● ACTION ITEM: Every line with the string "having" must be copied from the entries below.

● MATERIAL SUPPLIED:
* * * * * * *
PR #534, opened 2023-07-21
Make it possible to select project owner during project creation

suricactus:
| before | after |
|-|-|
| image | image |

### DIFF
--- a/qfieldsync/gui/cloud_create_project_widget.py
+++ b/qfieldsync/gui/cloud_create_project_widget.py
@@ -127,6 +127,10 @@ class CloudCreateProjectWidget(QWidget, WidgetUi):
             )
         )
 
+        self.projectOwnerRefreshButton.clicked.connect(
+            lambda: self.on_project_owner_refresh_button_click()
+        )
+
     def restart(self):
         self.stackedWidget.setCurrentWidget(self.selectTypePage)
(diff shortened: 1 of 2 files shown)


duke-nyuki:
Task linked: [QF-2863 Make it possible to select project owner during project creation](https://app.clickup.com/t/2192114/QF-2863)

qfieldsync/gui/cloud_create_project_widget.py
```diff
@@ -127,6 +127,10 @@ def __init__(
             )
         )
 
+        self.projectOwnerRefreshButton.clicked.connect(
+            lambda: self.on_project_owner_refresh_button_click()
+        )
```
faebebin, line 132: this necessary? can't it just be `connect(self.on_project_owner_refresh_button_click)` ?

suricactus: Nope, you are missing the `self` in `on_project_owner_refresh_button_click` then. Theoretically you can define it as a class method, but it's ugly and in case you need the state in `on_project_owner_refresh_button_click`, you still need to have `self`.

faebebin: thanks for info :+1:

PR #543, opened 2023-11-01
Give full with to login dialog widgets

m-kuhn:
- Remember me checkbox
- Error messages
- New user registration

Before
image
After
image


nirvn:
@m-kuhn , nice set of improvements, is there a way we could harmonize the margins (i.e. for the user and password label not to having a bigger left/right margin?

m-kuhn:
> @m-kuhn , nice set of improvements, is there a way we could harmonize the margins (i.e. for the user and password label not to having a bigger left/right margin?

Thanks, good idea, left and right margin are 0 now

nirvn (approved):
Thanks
* * * * * * *
● YOUR RESPONSE:
@m-kuhn , nice set of improvements, is there a way we could harmonize the margins (i.e. for the user and password label not to having a bigger left/right margin?
> @m-kuhn , nice set of improvements, is there a way we could harmonize the margins (i.e. for the user and password label not to having a bigger left/right margin?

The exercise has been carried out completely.